Stochastic dynamics and model reduction of amplifier flows: the backward facing step flow

Abstract

AbstractMethods for investigating and approximating the linear dynamics of amplifier flows are examined in this paper. The procedures are derived for incompressible flow over a two-dimensional backward-facing step. First, the singular value decomposition of the resolvent is performed over a frequency range in order to identify the optimal and suboptimal harmonic forcing and responses of the flow. These forcing/responses are shown to be organized into two categories: the first accounting for the Orr and Kelvin–Helmholtz instabilities in the shear layer and the second for the advection and diffusion of perturbations in the free stream.

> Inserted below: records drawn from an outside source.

PR #474, opened 2026-06-18
Add deletion shortcuts

### LINKED ISSUE #455: Improve removal of single selected properties

When we select an entity containing a single property and press delete, the whole "selection" window appears asking the user to select which property they want to remove.
Since there is not much to select, it is a bit annoying and should not be required.

Image

Despite that, the confirmation to remove the property should still be presented.

Image

### Mockups / Examples

_No response_

### Contact Details

_No response_

### LINKED ISSUE #456: Select all properties in the removal window

When the window is opened none of the items is selected. 
I think selecting all items is a better default behavior, since the user may want to remove all selected properties.

The whole selection could be removed with 3 keystrokes: del, enter, enter ❤️ 

Image

### Mockups / Examples

_No response_

### Contact Details

_No response_

vini-ribeiro:
This PR updates the delete window behavior:

- When only one property is selected, the confirmation is shown directly without displaying the options table.
- All properties are selected by default.

Closes #455 
Closes #456

### DIFF
--- a/vibra/interface/model_inputs/general/choose_property_to_delete.py
+++ b/vibra/interface/model_inputs/general/choose_property_to_delete.py
@@ -21,6 +21,10 @@ class ChoosePropertyToDelete(ChoosePropertyToDelete_UI):
         if not self.properties_formated:
             return
 
+        if len(self.properties_formated) == 1:
+            self.tableWidget.selectAll()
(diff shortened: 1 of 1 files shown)


andrefpf (approved):
GREAT!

Next, we investigate the dynamics of the flow when excited by a white in space and time noise. We compute the predominant patterns of the random flow which optimally account for the sustained variance, the empirical orthogonal functions (EOFs), as well as the predominant forcing structures which optimally contribute to the sustained variance, the stochastic optimals (SOs). The leading EOFs and SOs are expressed as a linear combination of the suboptimal forcing and responses of the flow and are related to particular instability mechanisms and/or frequency intervals. Finally, we use the leading EOFs, SOs and balanced modes (obtained from balanced truncation) to build low-order models of the flow dynamics. These models are shown to accurately recover the time propagator and resolvent of the original dynamical system. In other words, such models capture the entire flow response from any forcing and may be used in the design of efficient closed-loop controllers for amplifier flows.